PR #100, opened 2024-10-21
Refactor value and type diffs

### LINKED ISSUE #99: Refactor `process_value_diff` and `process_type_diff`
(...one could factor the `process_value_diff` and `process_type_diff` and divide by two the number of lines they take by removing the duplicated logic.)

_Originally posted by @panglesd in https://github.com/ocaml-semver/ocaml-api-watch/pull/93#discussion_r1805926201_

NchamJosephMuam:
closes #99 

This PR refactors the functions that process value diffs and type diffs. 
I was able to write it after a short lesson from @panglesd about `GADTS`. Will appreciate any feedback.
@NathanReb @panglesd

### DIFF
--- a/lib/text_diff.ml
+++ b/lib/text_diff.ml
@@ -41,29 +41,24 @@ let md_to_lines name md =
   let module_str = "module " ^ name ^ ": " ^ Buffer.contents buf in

■ Required action ■
When a line in the records above contains the word "panglesd", copy it.

■ The completed task ■
_Originally posted by @panglesd in https://github.com/ocaml-semver/ocaml-api-watch/pull/93#discussion_r1805926201_
I was able to write it after a short lesson from @panglesd about `GADTS`. Will appreciate any feedback.
@NathanReb @panglesd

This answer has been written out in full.